BEGIN PROVIDED INFORMATION
PR #1937, opened 2021-01-12
Store state to db only every n epochs

### LINKED ISSUE #1931: Store state only every N epochs
Currently lodestar takes a lot of disk space, because it stores every new finalized state to disk.

An alternative would be to store states to disk every N epochs, or at most every N epochs. (I think some clients store as few as 1 state per 8196 epochs)

There's some discussion to be had around how specifically this should/could be accomplished. Here are two ideas.

Proposal 1:
Track epoch of latest stored state in `stateArchive`
On new finalized state: if newEpoch - latestStoredEpoch > N, store new state in `stateArchive`

On boot (eg: inside `BeaconNode#init`) feed any additional archived blocks into the chain.

Proposal 2:
Create a new db bucket or special entry `latestFinalizedState`
On new finalized state, always overwrite `latestFinalizedState`
Track epoch of latest stored state in `stateArchive`
On new finalized state: if newEpoch - latestStoredEpoch > N, store new state in `stateArchive`

On boot, use `latestFinalizedState` as anchor state to init the node.

--
Would like to get feedback / consensus on a direction before implementation.

wemeetagain:
Resolves #1931 

Stores state to `stateArchive` at most every `MIN_EPOCHS_PER_DB_STATE` epochs, currently set to 1024.
On shutdown, store the latest finalized state to `stateArchive`.

Reusing the `stateArchive` bucket for the latest finalized, rather than creating a new bucket, avoids any potential issues with deserializing states before/after forks.

With N set to 1024, syncing mainnet, disk usage is ~1GB.

Possible enhancements:
- expose `MIN_EPOCHS_PER_DB_STATE` as CLI-configurable
- occasionally prune unnecessarily stored states from db (if a node is frequently restarted, current approach will lead to more "unnecessary" states stored to disk)

### DIFF
--- a/packages/lodestar-cli/src/util/process.ts
+++ b/packages/lodestar-cli/src/util/process.ts
@@ -21,8 +21,6 @@ export function onGracefulShutdown(
       });
 
       await cleanUpFunction();
-      logFn("Cleanup completed");
-      process.exit(0);
     });
   }
 }
--- a/packages/lodestar/src/tasks/index.ts
+++ b/packages/lodestar/src/tasks/index.ts
@@ -15,6 +15,11 @@ import {IBeaconSync} from "../sync";
 import {InteropSubnetsJoiningTask} from "./tasks/interopSubnetsJoiningTask";
 import {INetwork} from "../network";
 
+/**
+ * Minimum number of epochs between archived states
+ */
+export const MIN_EPOCHS_PER_DB_STATE = 1024;
+
 export interface ITasksModules {
   db: IBeaconDb;
   logger: ILogger;
@@ -64,6 +69,12 @@ export class TasksService implements IService {
     this.network.gossip.removeListener("gossip:start", this.handleGossipStart);
     this.network.gossip.removeListener("gossip:stop", this.handleGossipStop);
     await this.interopSubnetsTask.stop();
+    // Archive latest finalized state
+    await new ArchiveStatesTask(
+      this.config,
+      {db: this.db, logger: this.logger},
+      await this.chain.getFinalizedCheckpoint()
+    ).run();
   }
 
   private handleGossipStart = async (): Promise<void> => {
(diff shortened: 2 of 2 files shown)


packages/lodestar/src/tasks/index.ts
```diff
@@ -82,7 +93,10 @@ export class TasksService implements IService {
         finalized
       ).run();
       // should be after ArchiveBlocksTask to handle restart cleanly
-      await new ArchiveStatesTask(this.config, {db: this.db, logger: this.logger}, finalized).run();
+      const lastStoredEpoch = (await this.db.stateArchive.lastKey()) as number;
```
twoeths, line 96: we changed from storing by epoch to by slot https://github.com/ChainSafe/lodestar/blob/master/packages/lodestar/src/db/api/beacon/repositories/stateArchive.ts#L17

mpetrunic (approved):

twoeths:
I wonder how can we generate a weak subjectivity checkpoint if we do this? Perhaps we should implement a worker thread to start from a finalized state and reprocess finalized blocks up until a slot/epoch to generate/download a weak subjectivity checkpoint state. This could also be used for the debug API where we can download whatever state by slot (currently we can only download states of finalized slot/epoch and after this PR, we could only download less states - i.e. only states available in `archiveState` repository).

packages/lodestar-cli/src/util/process.ts
```diff
@@ -21,8 +21,6 @@ export function onGracefulShutdown(
       });
 
       await cleanUpFunction();
```
dapplion, line 23: Add a note for historical reasons saying,
```
Ensure no open handlers so the javascript process can exit properly without having to explicitly call process.exit(0)
```

packages/lodestar/src/tasks/index.ts
```diff
@@ -15,6 +15,11 @@ import {IBeaconSync} from "../sync";
 import {InteropSubnetsJoiningTask} from "./tasks/interopSubnetsJoiningTask";
 import {INetwork} from "../network";
 
+/**
+ * Minimum number of epochs between archived states
+ */
+export const MIN_EPOCHS_PER_DB_STATE = 1024;
```
dapplion, line 21: Should this constant be in a more visible place like the `constants` file?

dapplion (approved):

PR #1939, opened 2021-01-12
Remove passing gossip attestations to forkchoice

### LINKED ISSUE #1938: Do not pass gossip attestation to forkchoice
**Describe the bug**
A lot of gossip attestations are not included in any blocks so when receiving them through gossip, we should not include them in forkchoice. If we add them, potentially we'll have different forkchoice head compared to other clients.

**Expected behavior**
We should only pass attestations included in blocks to forkchoice.

twoeths:
resolves #1938

A lot of gossip attestations are not included in any blocks so when receiving them through gossip, we should not include them in forkchoice. If we add them, potentially we'll have different forkchoice head compared to other clients.

### DIFF
--- a/packages/lodestar/src/chain/chain.ts
+++ b/packages/lodestar/src/chain/chain.ts
@@ -11,7 +11,6 @@ import {
 import {IBeaconConfig} from "@chainsafe/lodestar-config";
 import {IForkChoice} from "@chainsafe/lodestar-fork-choice";
 import {
-  Attestation,
   BeaconState,
   Checkpoint,
   ENRForkID,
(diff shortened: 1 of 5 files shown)


dapplion (approved):

wemeetagain:
I think we _want_ to apply as many attestations to the fork choice as possible, including those received via gossip.
Our view of the head will naturally be slightly different than other clients depending on the attestations we've received.

See https://github.com/sigp/lighthouse/blob/9ed65a64f8fc518c98b381e628556df9bf906acb/beacon_node/network/src/beacon_processor/worker/gossip_methods.rs#L128

twoeths:
> I think we _want_ to apply as many attestations to the fork choice as possible, including those received via gossip.
> Our view of the head will naturally be slightly different than other clients depending on the attestations we've received.
> 
> See https://github.com/sigp/lighthouse/blob/9ed65a64f8fc518c98b381e628556df9bf906acb/beacon_node/network/src/beacon_processor/worker/gossip_methods.rs#L128

so I'm closing this PR, but notice that the current implementation does not pass all possible attestations to our forkchoice, will open an issue for it

PR #1946, opened 2021-01-13
Avoid going thru regen module whenever possible

### LINKED ISSUE #1872: Avoid going through regen module whenever possible
This comes from #1723 , for some flows we can get states immediately instead of having to go through regen module and stay in queue to wait.
+ first candidate is to modify `getHeadStateContext()` to get head state right from our state cache
+ look for similar scenarios and make the improvement

twoeths:
resolves #1872 

+ I don't see other flows that could bypass the regen module except for the head state

### DIFF
--- a/packages/lodestar/src/chain/chain.ts
+++ b/packages/lodestar/src/chain/chain.ts
@@ -139,13 +139,9 @@ export class BeaconChain implements IBeaconChain {
   public async getHeadStateContext(): Promise<ITreeStateContext> {
     // head state should always exist
     const head = this.forkChoice.getHead();
-    const headStateRoot =
-      (await this.db.checkpointStateCache.getLatest({
-        root: head.blockRoot,
-        epoch: Infinity,
-      })) || (await this.regen.getState(head.stateRoot));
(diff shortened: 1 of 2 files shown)


wemeetagain (approved):

packages/lodestar/src/chain/chain.ts
```diff
@@ -139,13 +139,9 @@ export class BeaconChain implements IBeaconChain {
...
     // head state should always exist
     const head = this.forkChoice.getHead();
-    const headStateRoot =
-      (await this.db.checkpointStateCache.getLatest({
-        root: head.blockRoot,
-        epoch: Infinity,
-      })) || (await this.regen.getState(head.stateRoot));
-    if (!headStateRoot) throw Error("headStateRoot does not exist");
-    return headStateRoot;
+    const headState = await this.db.stateCache.get(head.stateRoot);
```
twoeths, line 142: this should keep the same logic to get from `checkpointStateCache` then `stateCache`, otherwise we can't start from an anchor state at orphaned block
END PROVIDED INFORMATION
* EXERCISE:
Please output the exact lines of the records above, beginning with the first and stopping after the line that holds "On new finalized state, always", and nothing else.

* ANSWER BOX:
PR #1937, opened 2021-01-12
Store state to db only every n epochs

### LINKED ISSUE #1931: Store state only every N epochs
Currently lodestar takes a lot of disk space, because it stores every new finalized state to disk.

An alternative would be to store states to disk every N epochs, or at most every N epochs. (I think some clients store as few as 1 state per 8196 epochs)

There's some discussion to be had around how specifically this should/could be accomplished. Here are two ideas.

Proposal 1:
Track epoch of latest stored state in `stateArchive`
On new finalized state: if newEpoch - latestStoredEpoch > N, store new state in `stateArchive`

On boot (eg: inside `BeaconNode#init`) feed any additional archived blocks into the chain.

Proposal 2:
Create a new db bucket or special entry `latestFinalizedState`
On new finalized state, always overwrite `latestFinalizedState`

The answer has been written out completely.